Fuzzy Logic for Beginners

Fuzzy Logic for Beginners
Author :
Publisher : World Scientific
Total Pages : 117
Release :
ISBN-10 : 9789810245344
ISBN-13 : 9810245343
Rating : 4/5 (44 Downloads)

Synopsis Fuzzy Logic for Beginners by : Masao Mukaidono

There are many uncertainties in the real world. Fuzzy theory treats a kind of uncertainty called fuzziness, where it shows that the boundary of yes or no is ambiguous and appears in the meaning of words or is included in the subjunctives or recognition of human beings. Fuzzy theory is essential and is applicable to many systems -- from consumer products like washing machines or refrigerators to big systems like trains or subways. Recently, fuzzy theory has been a strong tool for combining new theories (called soft computing) such as genetic algorithms or neural networks to get knowledge from real data. This introductory book enables the reader to understand easily what fuzziness is and how one can apply fuzzy theory to real problems -- which explains why it was a best-seller in Japan.

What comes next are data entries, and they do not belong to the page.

PR #478, opened 2022-09-13
add InteractionTransformer

olivierlabayle:
This PR provides an `InteractionTransformer` as suggested in https://github.com/JuliaAI/MLJModels.jl/issues/476.

Currently the model has hyperparameters types:
- order::Int
- colnames::Union{Nothing, Vector{Symbol}}

The second one may not be the most appropriate and happy to get some advice on it.

Otherwise happy to get your review comments and implement any missing interface function if any.

### DIFF
--- a/src/builtins/Transformers.jl
+++ b/src/builtins/Transformers.jl
@@ -1022,6 +1022,50 @@ function MMI.transform(transformer::ContinuousEncoder, fitresult, X)
 end
 
 
+# # INTERACTION TRANSFORMER
+
+@with_kw_noshow mutable struct InteractionTransformer <: Static
+    order::Int                                          = 2
+    colnames::Union{Nothing, Vector{Symbol}}            = nothing
+    function InteractionTransformer(order, colnames)
+        order >= 2 || throw(ArgumentError("The order of interactions should be at least 2."))
+        if colnames !== nothing
+            length(colnames) > 1 || throw(ArgumentError("At least 2 columns are required to compute interactions."))
+        end
+        return new(order, colnames)
+    end
+end
+
+infinite_scitype(col) = eltype(scitype(col)) <: Infinite
+
+actualcolumns(colnames::Nothing, table) =
+    filter(colname -> infinite_scitype(Tables.getcolumn(table, colname)), Tables.columnnames(table))
+
+function actualcolumns(colnames::Vector{Symbol}, table)
+    diff = setdiff(colnames, Tables.columnnames(table))
+    diff != [] && throw(ArgumentError(string("Column(s) ", join([x for x in diff], ", "), " are not in the dataset.")))
+
+    for colname in colnames
+        infinite_scitype(Tables.getcolumn(table, colname)) || throw(ArgumentError("Column $colname's scitype is not Infinite."))
+    end
+    return Tuple(colnames)
+end
+
+interactions(columns, order::Int) = 
+    collect(Iterators.flatten(combinations(columns, i) for i in 2:order))
+
+interactions(columns, variables...) =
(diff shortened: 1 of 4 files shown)


src/builtins/Transformers.jl
```diff
@@ -1022,14 +1022,58 @@ function MMI.transform(transformer::ContinuousEncoder, fitresult, X)
...
+    colnames::Union{Nothing, Vector{Symbol}}            = nothing
+    function InteractionTransformer(order, colnames)
+        order >= 2 || throw(ArgumentError("The order of interactions should be at least 2."))
+        if colnames !== nothing
+            length(colnames) > 1 || throw(ArgumentError("At least 2 columns are required to compute interactions."))
+        end
+        return new(order, colnames)
+    end
+end
+
```
ablaom, line 1038: I suggest you put the hyperparameter checks in a `clean!` method and not have an internal constructor. The `clean!` method gets called at every `fit!`, so if user mutates hyperparameters illegally, this is caught. See eg, [here](https://github.com/JuliaAI/MLJTuning.jl/blob/e7e54bd14a03ff6179402f8d9eb918b018492870/src/tuned_models.jl#L360). 

Instead of `@with_kw_noshow` you can use `@mlj_model` (see [here](https://alan-turing-institute.github.io/MLJ.jl/dev/adding_models_for_general_use/#Macro-shortcut)) and then that will interpolate a `clean!` call into the generated keyword argument constructor as well.

src/builtins/Transformers.jl
```diff
@@ -2051,3 +2100,59 @@ julia> transform(mach, x)
...
 UnivariateTimeTypeToContinuous
+
+"""
+$(MLJModelInterface.doc_header(InteractionTransformer))
+
+Generates all polynomial interaction terms up to the given order for the subset of chosen columns. 
+Any column that contains elements with scitype `<:Infinite` is a valid basis to generate interactions. 
+If `colnames` is not specified, all such columns with scitype `<:Infinite` in the table are used as a basis.
+
+
```
ablaom, line 2111: A few small details missing in the docstring, but I can add those before merge.

src/builtins/Transformers.jl
```diff
@@ -1022,14 +1022,58 @@ function MMI.transform(transformer::ContinuousEncoder, fitresult, X)
 end
 
 
+# # INTERACTION TRANSFORMER
+
+@with_kw_noshow mutable struct InteractionTransformer <: Static
+    order::Int                                          = 2
+    colnames::Union{Nothing, Vector{Symbol}}            = nothing
```
ablaom, line 1029: I think elsewhere we generally use `features` instead of `colnames`.

ablaom (commented):
Looking good.

src/builtins/Transformers.jl
olivierlabayle: Thanks for that, I have changed in favor of the `@mlj_model` macro as suggested

src/builtins/Transformers.jl
olivierlabayle: Allright, I'll let you adress that then

src/builtins/Transformers.jl
olivierlabayle: done

olivierlabayle:
> Looking good.

I think I've addressed your comments, please let me know if there is anything else!

ablaom (approved):
Good to go. Thanks @olivierlabayle for this valuable contribution.

ablaom:
Closed as merged onto dev here: https://github.com/JuliaAI/MLJModels.jl/commit/6a58242951dea0a45eebb03ba022ae0611bd2cc7

PR #519, opened 2023-06-28
Add two `SIRUS.jl` models

rikhuijzer:
It took a bit longer than expected, but finally regression was implemented for `SIRUS.jl`. I've tried to explain at the [Julia Discourse](https://discourse.julialang.org/t/ann-sirus-jl-v1-2-interpretable-machine-learning-via-rule-extraction/100932) why this is a useful model. Hopefully the `StableRulesClassifier` and `StableRulesRegressor` can be added to `MLJModels.jl` :smile:

PR #524, opened 2023-07-31
add sirus models to registry

OkonSamuel:
continuation of #519


OkonSamuel:
> @OkonSamuel why was a new PR by the way necessary?

We added a models from `SymbolicRegression.jl` after you made your initial PR. I decided to open a new PR to be safe.

PR #526, opened 2023-09-15
Fix SIRUS `load_path`s

rikhuijzer:
I've made a mistake in https://github.com/JuliaAI/MLJModels.jl/pull/524, which causes the following (https://github.com/rikhuijzer/SIRUS.jl/issues/54):

```julia
julia> RulesClassifier = @load StableRulesClassifier pkg="SIRUS" verbosity=0
SIRUS.MLJImplementation.StableForestClassifier
```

Hybrid Architectures for Intelligent Systems

Hybrid Architectures for Intelligent Systems
Author :
Publisher : CRC Press
Total Pages : 450
Release :
ISBN-10 : 0849342295
ISBN-13 : 9780849342295
Rating : 4/5 (95 Downloads)

Synopsis Hybrid Architectures for Intelligent Systems by : Abraham Kandel

Hybrid architecture for intelligent systems is a new field of artificial intelligence concerned with the development of the next generation of intelligent systems. This volume is the first book to delineate current research interests in hybrid architectures for intelligent systems. The book is divided into two parts. The first part is devoted to the theory, methodologies, and algorithms of intelligent hybrid systems. The second part examines current applications of intelligent hybrid systems in areas such as data analysis, pattern classification and recognition, intelligent robot control, medical diagnosis, architecture, wastewater treatment, and flexible manufacturing systems. Hybrid Architectures for Intelligent Systems is an important reference for computer scientists and electrical engineers involved with artificial intelligence, neural networks, parallel processing, robotics, and systems architecture.